Implementation:NVIDIA TransformerEngine Ops RMSNorm
| Field | Value |
|---|---|
| Sources | TransformerEngine |
| Domains | Deep_Learning, PyTorch, Optimization |
| Last Updated | 2026-02-07 14:00 GMT |
Overview
Fusible Root Mean Square Layer Normalization operation with CUDA-accelerated kernels, configurable SM margins, and ONNX export support.
Description
RMSNorm is a BasicOperation implementing RMS normalization: y = x / sqrt(Var[x] + eps) * gamma. It uses CUDA kernels (rmsnorm_fwd and rmsnorm_bwd from transformer_engine_torch) for efficient computation. Unlike LayerNorm, it has no bias parameter and no mean subtraction. Features include zero_centered_gamma mode, configurable SM margins for kernel overlap, quantizer integration for the output, ONNX export support, and CPU activation offloading.
Usage
Used as the fundamental normalization layer in LLaMA-style and other modern transformer architectures that prefer RMSNorm over LayerNorm.
Code Reference
Source Location
- Repository
NVIDIA/TransformerEngine- File
transformer_engine/pytorch/ops/basic/rmsnorm.py- Lines
- 1--254
Signature
class RMSNorm(BasicOperation):
def __init__(self, normalized_shape, *, eps=1e-5, device=None, dtype=None, zero_centered_gamma=False, sm_margin=0) -> None: ...

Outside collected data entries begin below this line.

PR #56, opened 2024-01-15
Add k8s kubectl REST endpoint and CLI command

bschimke95:


src/k8s/pkg/k8sd/api/cluster_config.go
```diff
@@ -11,7 +11,7 @@ import (
 	"github.com/canonical/microcluster/state"
 )
 
-var k8sdClusterConfig = rest.Endpoint{
+var k8sdConfig = rest.Endpoint{
```
bschimke95, line 14: minor drive-by cleanup: The name didn't match the API endpoint

src/k8s/pkg/utils/sys.go
```diff
@@ -3,20 +3,27 @@ package utils
...
 
 // runCommand executes a command with a given context.
 // runCommand returns nil if the command completes successfully and the exit code is 0.
 func RunCommand(ctx context.Context, command ...string) error {
+	return RunCommandWithCustomWriter(ctx, os.Stdout, os.Stderr, command...)
+}
+
+// RunCommandWithCustomWriter executes a command with a given context and allows to set a custom writer
+// RunCommandWithCustomWriter returns nil if the command completes successfully and the exit code is 0.
+func RunCommandWithCustomWriter(ctx context.Context, stdout io.Writer, stderr io.Writer, command ...string) error {
```
bschimke95, line 19: This is somewhat obsolete for this PR but I felt like this can be a useful util for future work. I can remove it if you want.

neoaggelos: i prefer not to clutter utils, let's only add this in the future if needed

src/k8s/cmd/k8s/k8s_kubectl.go
```diff
@@ -0,0 +1,49 @@
...
+		DisableFlagParsing: true,
+		RunE: func(cmd *cobra.Command, args []string) error {
+			if rootCmdOpts.logDebug {
+				logrus.SetLevel(logrus.TraceLevel)
+			}
+
+			// Allow users to provide their own kubeconfig but
+			// fallback to the admin config if nothing is provided.
+			if os.Getenv("KUBECONFIG") == "" {
+				os.Setenv("KUBECONFIG", utils.SnapCommonPath("/etc/kubernetes/admin.conf"))
```
neoaggelos, line 26: `SnapCommonPath` is not needed here, this is running inside the snap mount namespace, therefore `/etc/kubernetes/admin.conf` will work.

src/k8s/cmd/k8s/k8s_kubectl.go
```diff
@@ -0,0 +1,49 @@
...
+					os.Getenv("KUBECONFIG"),
+				},
+				args...,
+			)
+
+			err := utils.RunCommand(cmd.Context(), command...)
+			if err != nil {
+				fmt.Println(err)
+				return fmt.Errorf("failed to execute kubectl command: %w", err)
+			}
```
neoaggelos, line 40: Do we have a reason to mess with the kubectl output? I would prefer just creating a `exec.Command`, hook up stdout and stderr then run and return the status code.

src/k8s/cmd/k8s/k8s_kubectl.go
```diff
@@ -0,0 +1,49 @@
...
+			if os.Getenv("KUBECONFIG") == "" {
+				os.Setenv("KUBECONFIG", utils.SnapCommonPath("/etc/kubernetes/admin.conf"))
+			}
+			command := append(
+				[]string{utils.SnapPath("bin/kubectl"),
+					"--kubeconfig",
+					os.Getenv("KUBECONFIG"),
+				},
+				args...,
+			)
```
neoaggelos, line 34: `kubectl` should already be available on the PATH when running inside the snap context, is this needed?

neoaggelos (commented):
Looks better, some comments

src/k8s/cmd/k8s/k8s_kubectl.go
neoaggelos: It's OK if we don't use a `util` that does not really fit our purpose here, this is a single one-off wrapper command.

neoaggelos: Can you check if we could instead use https://pkg.go.dev/syscall#Exec, which handles everything for us, and ensures we are as close to a proper `kubectl` invocation as possible?

bschimke95: Thanks for the recommendation - this worked!

src/k8s/cmd/k8s/k8s_kubectl.go
```diff
@@ -0,0 +1,48 @@
...
+				return fmt.Errorf("kubectl not found")
+			}
+
+			command := append(
+				[]string{"kubectl"},
+				args...,
+			)
+			// completly replace the executable with kubectl
+			// as we want to be as close as possible to a "real"
+			// kubectl invokation.
```
neoaggelos, line 40:
```suggestion
			// kubectl invocation.
```

neoaggelos (approved):
LGTM! only see a typo that slipped through!

neoaggelos (approved):

PR #57, opened 2024-01-16
Add k8s client and ClusterReady check

bschimke95:
This commit introduces a client to query the k8s cluster. 
It wraps the official go-k8s client library and introduces `ClusterReady` in the k8s Status.


neoaggelos (approved):
LGTM

A challenge to keep in mind with these is that we must make sure to keep the go libraries up to date as we move forward.

PR #58, opened 2024-01-16
Format cluster status CLI output

bschimke95:
Adds flags to specify in which format the CLI output should be displayed.

Current output (the `:` seem to be a bug in the components endpoint that I address in a follow-up PR)
```
ubuntu@init:~/k8s$ sudo k8s status
k8s is running
high-availability: no

components:
  : 
  : 
  : 
  dns: disable
  storage: disable
  network: enable
```

### DIFF
--- a/src/k8s/cmd/k8s/formatter/formatter.go
+++ b/src/k8s/cmd/k8s/formatter/formatter.go
@@ -1,0 +1,54 @@
+package formatter
+
+import (
+	"encoding/json"
+	"fmt"
+	"io"
+
+	"gopkg.in/yaml.v2"
+)
+
+type Formatter interface {
+	// Print formattes the output.
+	Print(any) error
+}
+
+// New creates a new formatter based on passed type
+// Can be "plain", "json", "yaml".
+func New(formatterType string, writer io.Writer) (Formatter, error) {
+	switch formatterType {
+	case "plain":
+		return plainFormatter{writer: writer}, nil
+	case "json":
+		return jsonFormatter{writer: writer}, nil
+	case "yaml":
+		return yamlFormatter{writer: writer}, nil
+	default:
+		return nil, fmt.Errorf("unknown formatter type %s", formatterType)
+	}
+}
+
+type plainFormatter struct {
+	writer io.Writer
+}
+
+func (p plainFormatter) Print(data any) error {
+	_, err := fmt.Fprint(p.writer, data)
+	return err
+}
+
+type jsonFormatter struct {
+	writer io.Writer
+}
+
+func (j jsonFormatter) Print(data any) error {
+	return json.NewEncoder(j.writer).Encode(data)
+}
+
+type yamlFormatter struct {
+	writer io.Writer
+}
+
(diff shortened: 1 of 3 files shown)


neoaggelos (commented):
Looks fine, I would recommend considering a more unified approach towards this, where we have a `type Formatter interface { Write(any) error }`, and 3 implementations (`jsonFormatter`, `yamlFormatter`, `plainFormatter`). The CLI initialization takes care of picking the right one based on the flag.

Then individual commands would not need to care about reimplementing this switch-case.

I'm OK with starting like this for the `k8s status` command, we can re-iterate and clean this up later.

bschimke95:
Yeah, was also thinking about this.
Yesterday, I felt like it is not worth right now to implement an abstraction for this.
Today I thought different and implemented it - thanks for the suggestion.

src/k8s/cmd/k8s/formatter/formatter.go
```diff
@@ -0,0 +1,64 @@
...
+type yamlFormatter struct {
+	writer io.Writer
+}
+
+func (y yamlFormatter) Write(data any) error {
+	b, err := yaml.Marshal(data)
+	if err != nil {
+		return fmt.Errorf("failed to marshal yaml: %w", err)
+	}
+	_, err = fmt.Fprint(y.writer, string(b))
```
neoaggelos, line 62:
```suggestion
     return yaml.NewEncoder(y.writer).Encode(data)
```

src/k8s/cmd/k8s/formatter/formatter.go
```diff
@@ -0,0 +1,64 @@
...
+	writer io.Writer
+}
+
+func (j jsonFormatter) Write(data any) error {
+	b, err := json.MarshalIndent(data, "", "\t")
+	if err != nil {
+		return fmt.Errorf("failed to marshal json: %w", err)
+	}
+	_, err = fmt.Fprint(j.writer, string(b))
+	return err
```
neoaggelos, line 50:
```suggestion
     return json.NewEncoder(j.writer).Encode(data)
```

neoaggelos (commented):
`json` and `yaml` already support `io.Writer`

src/k8s/cmd/k8s/k8s_status.go
```diff
@@ -34,12 +39,13 @@ var (
...
+			f, err := formatter.New(statusCmdOpts.outputFormat, cmd.OutOrStdout())
+			if err != nil {
+				return fmt.Errorf("failed to create formatter: %w", err)
+			}
+			err = f.Write(clusterStatus)
+			if err != nil {
+				return fmt.Errorf("failed to write output: %w", err)
 			}
 
 			return nil
```
neoaggelos, line 51: i would probably make this into a `formatter.Print(any) error`, so that all commands can do

```
return formatter.Print(format, _something_)
```

neoaggelos (approved):
LGTM, just a final comment

bschimke95:
Done, merge once the parent branches are merged to `main`

PR #59, opened 2024-01-17
Support loopback devices on LXD profile

neoaggelos:
### Summary

Update the LXD profile to allow containers to mount loopback devices.

Note that adding these devices on the profile does not clutter the host or the container with extra loop devices. It only ensures that they can be used as needed.

### Test

```bash
# start a container with this profile
lxc launch ubuntu:22.04 -p default -p k8s-e2e test-container
lxc shell test-container

# create a loopback device based on a sparse file on disk
truncate -s 1G a.img
losetup -fP a.img
```

### DIFF
--- a/tests/e2e/lxd-profile.yaml
+++ b/tests/e2e/lxd-profile.yaml
@@ -26,3 +26,333 @@ devices:
     path: /proc/sys/net/netfilter/nf_conntrack_max
     source: /proc/sys/net/netfilter/nf_conntrack_max
     type: disk
+  dev-loop-control:
+    major: "10"
+    minor: "237"
+    path: /dev/loop-control
+    type: unix-char
+  dev-loop0:
+    major: "7"
+    minor: "0"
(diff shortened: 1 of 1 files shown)


tests/e2e/lxd-profile.yaml
```diff
@@ -26,3 +26,333 @@ devices:
     path: /proc/sys/net/netfilter/nf_conntrack_max
     source: /proc/sys/net/netfilter/nf_conntrack_max
     type: disk
+  dev-loop-control:
```
bschimke95, line 29: do we need 64 loopback devices ever?

bschimke95 (approved):
LGTM

ktsakalozos:
DO we know what happens if we have two lxc containers on the same host? Do they see the same devices? How is this case handled?

bschimke95:
What's the status here? This is open for a while already.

def reset_parameters(self) -> None: ...
def op_forward(self, ctx, input_, prev_op_grad_output_quantizer, next_op_input_quantizer) -> torch.Tensor: ...
def op_backward(self, ctx, grad_output) -> Tuple[torch.Tensor, Tuple]: ...
Import
from transformer_engine.pytorch.ops.basic.rmsnorm import RMSNorm
I/O Contract
Inputs
| Name | Type | Required | Description |
|---|---|---|---|
| normalized_shape | int or Iterable[int] | Yes | Inner dimensions of input tensor |
| eps | float | No | Numerical stability constant (default 1e-5) |
| zero_centered_gamma | bool | No | Use zero-centered gamma initialization |
Outputs
| Name | Type | Description |
|---|---|---|
| output | torch.Tensor | RMS-normalized tensor |
Usage Examples
from transformer_engine.pytorch.ops.basic.rmsnorm import RMSNorm
rmsnorm = RMSNorm(4096, eps=1e-5, zero_centered_gamma=True)
output = rmsnorm.op_forward(ctx, input_tensor, None, quantizer)